Bob Sutherland, Cherry Republic

Why downtown? We moved to Traverse City because we were ready to expand from being only a store in Glen Arbor. We wanted to be a bigger influence in our region for cherries, for tourism, for making this region great. TC is the capital of our northern economy, our political capital, our agricultural capital, our tourism capital. We wanted to be a part of that center.

Biggest change since 2007? 15 years ago, downtown was really up-and-coming. It took us a while to fully expand, but it was great to be a part of making that wave of newness and excitement. Today, we are a mature downtown – stately and classic – but there is still so much great energy. That energy is continuous and constant, yet it can never be taken for granted. It takes continuous investment and new businesses to keep that alive, and we want to be a part of keeping it fresh and updated.

What is downtown TC’s best attribute? What’s it missing? Downtown TC’s best attribute is its constancy and it’s consistency. Very few downtowns can consistently provide energy at all times, and people are drawn to energy.
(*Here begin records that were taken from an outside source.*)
PR #857, opened 2018-08-02
Included API to check domain name availability

usamahamid:
This in an API required for implementing [custom domain association feature](https://github.com/wordpress-mobile/WordPress-Android/issues/7923).

When User associates a custom domain, mobile client has to validate if the domain is available, mappable and supports privacy protection. This information will be utilized to make a decision; on whether to let user select a domain and whether to show the user with privacy protection option, during domain registration.


usamahamid:
@oguzkocer and @malinajirka. 
Included API to check availability of a domain name.
Please do take a look, when you have a free moment. :+1:

fluxc/src/main/java/org/wordpress/android/fluxc/store/SiteStore.java
```diff
@@ -413,6 +438,19 @@ public OnSuggestedDomains(@NonNull String query, @NonNull List<DomainSuggestionR
         }
     }
 
+    public static class OnDomainAvailabilityChecked extends OnChanged<DomainAvailabilityError> {
+        public @Nullable DomainAvailabilityModel model;
```
oguzkocer: Isn't `model` too generic of a name? I wonder if we even need a model for this response. Maybe we should just remove `DomainAvailabilityModel ` and add its fields to `OnDomainAvailabilityChecked` directly. What do you think?

P.S: If we do keep it, I'd love to see the name change to be applied to the constructor parameter as well. All our models end with the `model` suffix, so I don't really like to use it as a parameter/property/variable name.

fluxc/src/main/java/org/wordpress/android/fluxc/store/SiteStore.java
```diff
@@ -413,6 +438,19 @@ public OnSuggestedDomains(@NonNull String query, @NonNull List<DomainSuggestionR
...
+        public OnDomainAvailabilityChecked(@Nullable DomainAvailabilityModel model,
+                                           @Nullable DomainAvailabilityError error) {
+            this.model = model;
+            this.error = error;
+        }
+        public OnDomainAvailabilityChecked(@NonNull DomainAvailabilityError error) {
```
oguzkocer: This constructor is not used.

fluxc/src/main/java/org/wordpress/android/fluxc/store/SiteStore.java
```diff
@@ -609,6 +647,11 @@ public static AutomatedTransferErrorType fromString(String type) {
         }
     }
 
+    public enum DomainAvailabilityErrorType {
+        INVALID_DOMAIN_NAME,
+        GENERIC_ERROR;
```
oguzkocer: Nitpick: No need for the `;` here. Let's make AS happy :)

fluxc/src/main/java/org/wordpress/android/fluxc/store/SiteStore.java
```diff
@@ -1317,6 +1366,20 @@ private void handleFetchedPlans(FetchedPlansPayload payload) {
         emitChange(new OnPlansFetched(payload.site, payload.plans, payload.error));
     }
 
+    private void checkDomainAvailability(String domainName) {
+        if (domainName == null || domainName.isEmpty()) {
```
oguzkocer: We can use `TextUtils.isEmpty(domainName)` instead.

fluxc/src/main/java/org/wordpress/android/fluxc/store/SiteStore.java
```diff
@@ -219,6 +220,17 @@ public AutomatedTransferStatusResponsePayload(@NonNull SiteModel site, Automated
         }
     }
 
+    public static class DomainAvailabilityPayload extends Payload<DomainAvailabilityError> {
```
oguzkocer: I'd consider renaming this to `DomainAvailabilityResponsePayload`. I think it'll depend on what we do about the `DomainAvailabilityModel`. If we keep it, the names might be too long, so I am OK with not changing the name in that case. Otherwise, I really like to keep consistent with most of our code base and use the `Response` suffix in the response payloads.

fluxc/src/main/java/org/wordpress/android/fluxc/store/SiteStore.java
usamahamid: I would _prefer_ to keep the `DomainAvailabilityModel`, at the least for the purpose of holding `AvailabilityStatus` and `Mappability` Enums (Introduced in 51b9bf3). What do you think?

usamahamid:
@oguzkocer and @malinajirka, 
I have updated the PR as per your comments :slightly_smiling_face: and it is ready for another pass.
Please do check it out. when you have a free moment.

But Travis seems to fail in a unrelated test case. :thinking: 
Is there anything I can do to fix this?

malinajirka:
Thanks @usamahamid! It looks good overall. Great job! I've left one inline comment. However, since @oguzkocer started this review, let's let him take a look as well. Thanks!;)

>But Travis seems to fail in an unrelated test case. 🤔
Is there anything I can do to fix this?

Integration tests may sometime fail from various reasons - for example when the internet connection is unstable. First thing I usually try is simply restarting the build.

Click on the failing build on Github -> click on the "Restart Build" button in the top right corner.
454984a5e1a3e1c4b2987c2ffd183181

I'm wasn't sure if you have permissions to do that, so I restarted the build and it passed 👍.

fluxc/src/main/java/org/wordpress/android/fluxc/network/rest/wpcom/site/DomainAvailabilityResponse.kt
```diff
@@ -0,0 +1,11 @@
+package org.wordpress.android.fluxc.network.rest.wpcom.site
+
+class DomainAvailabilityResponse(
```
malinajirka: I'm a bit concerned that it might not be safe to have NonNull fields in the response object. Unfortunately, AFAIK we don't have strict specification of the API, so we must just assume that all the attributes are nullable. You can emit a payload with a `DomainAvailabilityError` if the response doesn't contain some of the required attributes.

fluxc/src/main/java/org/wordpress/android/fluxc/store/SiteStore.java
oguzkocer: I think we can add the enums to `SiteStore` for now. I am even considering if we want a `DomainStore`, not as part of this PR, but maybe something to add in the future to make domain related stuff there and cleanup the `SiteStore` and `SiteRestClient` a bit.

I think having the fields in the `OnDomainAvailabilityChecked` is a bit cleaner as we have been using `**Model`s mostly for things we save to DB, although there are cases this is not true.

If you prefer having a model, I am cool with that, so no need to change!

fluxc/src/main/java/org/wordpress/android/fluxc/network/rest/wpcom/site/DomainAvailabilityResponse.kt
oguzkocer: I don't think we can tell which fields are required on the FluxC side @malinajirka. I was a little surprised by having the status and errors etc in the success response, but the API is designed that way and if we tried to manually throw error in certain cases, I think we might introduce some inconsistencies. This is something I considered during the original PR review as well.

About the nullability though, you're right, we should have everything nullable in the response object and most likely for the response model `DomainAvailabilityModel` as well. cc @usamahamid

fluxc/src/main/java/org/wordpress/android/fluxc/network/rest/wpcom/site/SiteRestClient.java
```diff
@@ -730,4 +772,16 @@ private ConnectSiteInfoPayload connectSiteInfoFromResponse(String url, ConnectSi
         info.urlAfterRedirects = response.urlAfterRedirects;
         return info;
     }
+
+    private DomainAvailabilityModel responseToDomainAvailability(DomainAvailabilityResponse response) {
+        Integer productId = response.getProduct_id();
+        String productSlug = response.getProduct_slug();
+        String domainName = response.getDomain_name();
+        // Utilize Locale.ROOT to fix ktlint
+        AvailabilityStatus status = AvailabilityStatus.valueOf(response.getStatus().toUpperCase(Locale.ROOT));
```
oguzkocer: I believe both of these `.valueOf` statements will crash if we get a `status` or `mappable` that's not in the enums. I think we should not allow such crashes in the app, even if it's unlikely. A better approach would be to follow the same pattern we use for error types, here is an example (one you wrote ;): https://github.com/wordpress-mobile/WordPress-FluxC-Android/blob/develop/fluxc/src/main/java/org/wordpress/android/fluxc/store/SiteStore.java#L514-L531

Furthermore, I really, really don't like that we are using a locale here. I understand that it was done to fix a `ktlint` issue, but we should either do it without the locale in a different way to make `ktlint` happy (which the above pattern will do) or we should disable to `ktlint` check for this. Lints are supposed to increase the code quality which I don't think is the case here. And even if we used locale for some reason, I think `ROOT` might not be correct as, if I understand correct, that might end up changing the string (especially symbols).

fluxc/src/main/java/org/wordpress/android/fluxc/network/rest/wpcom/site/DomainAvailabilityResponse.kt
usamahamid: Understandable. While I did test out the API extensively, maybe there are unique scenarios where API might fail to return those attributes. :+1: 
I have updated the attributes be `nullable` (in 95f70b4). Also, sincein this API we are interested mainly in the `AvailabilityStatus` and `Mappability`, I have introduced `UNKNOWN_STATUS` in both to be default/fallback, in case they are `null` or unidentified.

fluxc/src/main/java/org/wordpress/android/fluxc/network/rest/wpcom/site/SiteRestClient.java
usamahamid: Of course, :+1:. 
While I did not encounter any other statuses, it is always best to plan for a fallback.  
I have introduced `UNKNOWN_STATUS` as a fallback and have handled it same as in the example. Also as mentioned this side-stepped the `ktlint` issue. :100:

fluxc/src/main/java/org/wordpress/android/fluxc/store/SiteStore.java
usamahamid: If `**Model` is generally utilized to define DB entities, it might be best to avoid using the same pattern here. 
As such I have removed the `DomainAvailabilityModel` and utilized `OnDomainAvailabilityChecked` event to hold the required attributes.

Maybe we should take some time , when we are free, to iron out/refactor such scenarios into common pattern :thinking:. What do you think? (cc @malinajirka)

usamahamid: @malinajirka.
Additionally, I have also been thinking about refactoring all `Domain` related API to `DomainStore`, `DomainRestClient`, `DomainActions`... (since Custom domain association, requires a couple more API related to `Domain`). 
I will probably make this refactor into a separate PR, for ease. What do you think?

malinajirka:
Thanks @usamahamid for making all the changes! It looks good, but I have one more comment. 

Moving both `AvailabilityStatus` and `Mappability` from `DomainAvailabilityModel` to `SiteStore` made their names a bit confusing. SiteStore.AvailabilityStatus -> I'd expect to get a status for a site. I think we might consider renaming them. WDYT?

Aside from this, I think it's ready for merge.

usamahamid:
@malinajirka, Of course. You are right. :100: 
I have renamed the `AvailabilityStatus`  to `DomainAvailabilityStatus` and `Mappability` to `DomainMappabilityStatus` to be more clear/concise (in b09d588) and the PR is ready for another pass. 
Please do check it out, when you have a free moment.

malinajirka:
I'm merging this PR even though it's in 'Changes requested' state as all the issue has been resolved.

fluxc/src/main/java/org/wordpress/android/fluxc/store/SiteStore.java
malinajirka: Thanks for the suggestions! It definitely sounds like a good idea to me. However, since there are still many tasks we need to finish before this feature is shippable, I'd postpone the refactoring. We might also consider discussing it with other devs, if they agree. Wdyt?

usamahamid: Great! 
We can put this on ice, for now. :+1:

PR #861, opened 2018-08-08
Feature/trashed pages

0nko:
This PR adds an optional parameter that specifies the post status types to be loaded.

### DIFF
--- a/fluxc/src/main/java/org/wordpress/android/fluxc/store/PageStore.kt
+++ b/fluxc/src/main/java/org/wordpress/android/fluxc/store/PageStore.kt
@@ -69,10 +69,10 @@ class PageStore @Inject constructor(private val postStore: PostStore, private va
     suspend fun requestPagesFromServer(site: SiteModel): OnPostChanged = suspendCoroutine { cont ->
         this.site = site
         postLoadContinuation = cont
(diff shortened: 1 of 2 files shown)


fluxc/src/main/java/org/wordpress/android/fluxc/store/PageStore.kt
```diff
@@ -69,11 +70,12 @@ class PageStore @Inject constructor(private val postStore: PostStore, private va
...
         postLoadContinuation = cont
-        requestMore(site, false)
+        fetchPages(site, false)
     }
 
-    private fun requestMore(site: SiteModel, loadMore: Boolean) {
-        val payload = FetchPostsPayload(site, loadMore)
+    private fun fetchPages(site: SiteModel, loadMore: Boolean) {
+        val payload = FetchPostsPayload(site, loadMore,
+                listOf(PostStatus.DRAFT, PostStatus.PUBLISHED, PostStatus.SCHEDULED, PostStatus.TRASHED))
```
planarvoid: could we add a test for this parameter?

0nko: I added a unit test that verifies the correct payload.

PR #933, opened 2018-10-17
Fixing inconsistency between equals and hashCode methods of RevisionModel

khaykov:
Thanks to @malinajirka for pointing inconsistency in `equals` and `hashCode` methods of `RevisionModel`.
This PR addresses the issue and makes sure that the `equals` and `hashCode` behave symmetrically.


malinajirka:
Thanks @khaykov! LGTM

>makes sure that the equals and hashCode behave symmetrically.

You probably know this, but I feel like it's better to make sure we are on the same page. Objects which are .equals() **must** have the same .hashCode(). But objects with the same .hashcode() **doesn't** have to be .equals().

PR #937, opened 2018-10-18
Add the missing field value to the Crashylics error exception log

AmandaRiu:
Addresses #936 

Adds the missing field in question to the Crashlytics exception log for the "IllegalStateException - Missing field from stats endpoint". Having this data will allow us to better understand what needs to be fixed to prevent the exception.


nbradbury:
Looks good! :shipit:

nbradbury:
I just updated [the related WCAndroid issue](https://github.com/woocommerce/woocommerce-android/issues/447#issuecomment-464789725) with a comment showing the missing field.

PR #943, opened 2018-10-23
Show XMLRPC error when it's broken

planarvoid:
Issue: https://github.com/wordpress-mobile/WordPress-Android/issues/8459

This PR is adding one additional case when we're returning the `MISSING_XMLRPC_METHOD`. When we were able to scrape it from the the site, we already know the the site is wporg. In that case we shouldn't show the `NO_SITE_ERROR` because it is not true.

### DIFF
--- a/example/src/androidTest/java/org/wordpress/android/fluxc/release/ReleaseStack_DiscoveryTest.java
+++ b/example/src/androidTest/java/org/wordpress/android/fluxc/release/ReleaseStack_DiscoveryTest.java
@@ -452,8 +452,6 @@ public class ReleaseStack_DiscoveryTest extends ReleaseStack_Base {
     @Test
     public void testXMLRPCMissingMethodDiscovery() throws InterruptedException {
         mUrl = BuildConfig.TEST_WPORG_URL_SH_MISSING_METHODS;
-        mUsername = BuildConfig.TEST_WPORG_USERNAME_SH_MISSING_METHODS;
-        mPassword = BuildConfig.TEST_WPORG_PASSWORD_SH_MISSING_METHODS;
 
         mNextEvent = TestEvents.MISSING_XMLRPC_METHOD;
         mCountDownLatch = new CountDownLatch(1);
--- a/example/src/androidTest/java/org/wordpress/android/fluxc/release/ReleaseStack_DiscoveryTest.java
+++ b/example/src/androidTest/java/org/wordpress/android/fluxc/release/ReleaseStack_DiscoveryTest.java
@@ -435,10 +435,8 @@ public class ReleaseStack_DiscoveryTest extends ReleaseStack_Base {
     }
 
     @Test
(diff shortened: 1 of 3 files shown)


aforcier:
Looks good @planarvoid - how about we add a new discovery test for this case though? Looks like a site with `xmlrpc.php` renamed but the rsd link untouched would do the trick - I'll send you a URL you can use.

planarvoid:
@aforcier I've added the test

aforcier:
@planarvoid you need to add a placeholder value for `TEST_WPORG_URL_DELETED_XMLRPC_PHP` to `tests.properties-example` to keep things buildable for Travis.

example/src/androidTest/java/org/wordpress/android/fluxc/release/ReleaseStack_DiscoveryTest.java
```diff
@@ -434,11 +434,24 @@ public void testXMLRPCForbiddenDiscovery() throws InterruptedException {
         assertTrue(mCountDownLatch.await(TestUtils.DEFAULT_TIMEOUT_MS, TimeUnit.MILLISECONDS));
     }
 
+    @Test
+    public void testXMLRPCForbiddenDiscoveryOnSelfHostedSiteWithMovedPhpFile() throws InterruptedException {
+        mUrl = BuildConfig.TEST_WPORG_URL_DELETED_XMLRPC_PHP;
+        mUsername = BuildConfig.TEST_WPORG_USERNAME_SH_FORBIDDEN;
```
aforcier: We shouldn't need to define `mUsername` and `mPassword` here, they're not used (and they're also currently values for a different test site).

example/src/androidTest/java/org/wordpress/android/fluxc/release/ReleaseStack_DiscoveryTest.java
```diff
@@ -434,11 +434,24 @@ public void testXMLRPCForbiddenDiscovery() throws InterruptedException {
         assertTrue(mCountDownLatch.await(TestUtils.DEFAULT_TIMEOUT_MS, TimeUnit.MILLISECONDS));
     }
 
+    @Test
+    public void testXMLRPCForbiddenDiscoveryOnSelfHostedSiteWithMovedPhpFile() throws InterruptedException {
```
aforcier: I would maybe call this test `testXMLRPCDeletedXmlrpcFileDiscovery` or something like that - 'forbidden' tends to refer to the xmlrpc.php file existing, but being blocked, usually via `.htaccess` rules.

example/src/androidTest/java/org/wordpress/android/fluxc/release/ReleaseStack_DiscoveryTest.java
planarvoid: You are right of course, I see now that I've deleted them in the following test by mistake 😢

aforcier:
:shipit:!

PR #986, opened 2018-11-21
Add PageSize parameter to the store calls that need a page size

planarvoid:
- This PR adds a page size parameter to comments, followers and tags and categories. We're loading pageSize + 1 items from the API to find out if we should show the `View more` button in the UI. We're returning only `pageSize` items to the UI.


0nko:
:shipit:

PR #987, opened 2018-11-21
Make fields in Stats nullable to avoid API errors

planarvoid:
- the API behaves randomly and I figured it's safer to keep all the fields nullable (because they can disappear at any time). This PR is making everything nullable and either shows a default (empty) value instead or filters out items that don't have the required fields.


malinajirka:
Thanks @planarvoid ! I've left two super minor comments.

Feel free to merge it!

PR #990, opened 2018-11-22
Woo: Add action for fetching the max supported WooCommerce version

aforcier:
Adds a `WooCommerceStore` action for obtaining the maximum supported version of the WooCommerce API for any Jetpack-connected, logged in site.

This happens by doing a call to the site's root `wp-json` API through the WP.com Jetpack tunnel (the site's `wp-json` root corresponds to `/` in the Jetpack tunnel). Among other things, this returns a list of namespaces supported by the site, which looks like this:

```js
{
    ...
    "namespaces": [
      "oembed/1.0",
      "akismet/v1",
      "jetpack/v4",
      "wc/v1",
      "wc/v2",
      "wc/v3",
      "wp/v2"
    ],
    ...
}
```

The callback will contain the latest API version the site supports that FluxC knows about (currently up to V3).

Intended use is to identify sites that aren't updated to WooCommerce 3.5 (and so are lacking the V3 API endpoints), and warn those users to update to continue using the WooCommerce app.

### To test
The WooCommerce fragment in the example app has a new "Log Woo API versions" button, which will log the max supported Woo API version for every WooCommerce site attached to the logged-into account.

### DIFF
--- a/example/src/androidTest/java/org/wordpress/android/fluxc/mocked/MockedNetworkAppComponent.java
+++ b/example/src/androidTest/java/org/wordpress/android/fluxc/mocked/MockedNetworkAppComponent.java
@@ -27,6 +27,7 @@ public interface MockedNetworkAppComponent {
     void inject(MockedStack_SiteTest object);
     void inject(MockedStack_UploadStoreTest object);
     void inject(MockedStack_UploadTest object);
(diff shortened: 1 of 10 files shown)


nbradbury:
Looks good and tests passed :shipit:

PR #992, opened 2018-11-23
Refactor Stats classes

0nko:
This PR refactors the Stats classes in preparation for use in TimeStatsStore, REST client and others.


fluxc/src/main/java/org/wordpress/android/fluxc/store/StatsStore.kt
```diff
@@ -50,7 +68,9 @@ class StatsStore
         )
     }
 
-    enum class InsightsTypes {
+    interface StatsTypes
```
planarvoid: this shouldn't be necessary (if we don't use `InsightsTypes` directly in code but use `.ordinal` instead)

PR #993, opened 2018-11-26
Woo: Migrate to V3 API

aforcier:
Replaces all uses of the `wc/v2` API with `wc/v3`. This is a non-breaking change, though this is a good time to take advantage of some improvements the V3 API offers - will be adding those in follow-up PRs.

This is targeting a feature branch, which we should hold off merging until after the next WooCommerce app release.

### To test
Run through the example app, make sure order-related calls are working as expected. Order note creation should work, but all created notes will be flagged as `system` - I'll be addressing that in a followup PR.


nbradbury:
Nice work @aforcier. Code looks good, and I ran through the example app and everything worked just fine. :shipit:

Some downtowns, you go there expecting them to be vibrant, and that weekend, your favorite store is closed, or the restaurant you wanted to eat at has only one other table. It feels dead. TC is never dead. It’s like an Energizer Bunny for tourists and locals alike. I can go downtown and know there is a place to eat, the stores are open, people will be strolling. There will be people, action, and energy.

Matt Myers, M22

Why downtown? Born and raised in Traverse City, my brother Keegan and I have seen downtown struggle – like when the ‘new’ mall opened – and we wanted to be a part of the movement to keep downtown vibrant and worth visiting. When we first started with our kiteboarding school, the proximity to the bay was key – plus, we could see all our friends from high school on a daily basis.

Biggest change since 2007? Overall, traffic has really grown. Not long ago, we knew the majority of people working in the restaurants or other downtown businesses. Now, there are constantly new faces. So, the amount of development has exploded. We are quickly becoming a city.

What is downtown TC’s best attribute? What’s it missing? For us, being watersport addicts, the proximity to the bay is our greatest asset. But overall, downtown’s best attribute is the community and the business owners that put in the extra effort and care to make their customers experience the best it can be. By nature, local TC people are helpful, generous and some of the kindest people around. What we are missing is access to dedicated, maintained mountain bike trails through the State Hospital grounds and Hickory Hills. We have potential to be an amazing mountain biking destination.

Jim Milligan, Fustini’s

Why downtown? We chose downtown because we saw strong foot traffic driven by a healthy mix of boutique retail, restaurants, and entertainment venues.

Biggest change since 2007? There have been so many positive changes to downtown since we arrived in 2008. You see even more interesting boutique retailers, a great mix of restaurant cuisines, a ‘main street’ market that’s extended to almost six blocks, east to west, from two. And then, of course, ‘the hole’ next to Horizon Books got filled! And downtown Traverse City continues to grow as a destination as development outside of downtown has expanded – with wineries, micro-breweries, bikeability, golf courses, and more.

What is downtown TC’s best attribute? What is it missing? This is truly a community engaged in the health and wellbeing of it’s city. Your voice is heard here. We have a strong and active DDA and DTCA. It’s really wonderful. The significant challenge we face is attracting young people to the area to put down roots, build a career, and raise a family.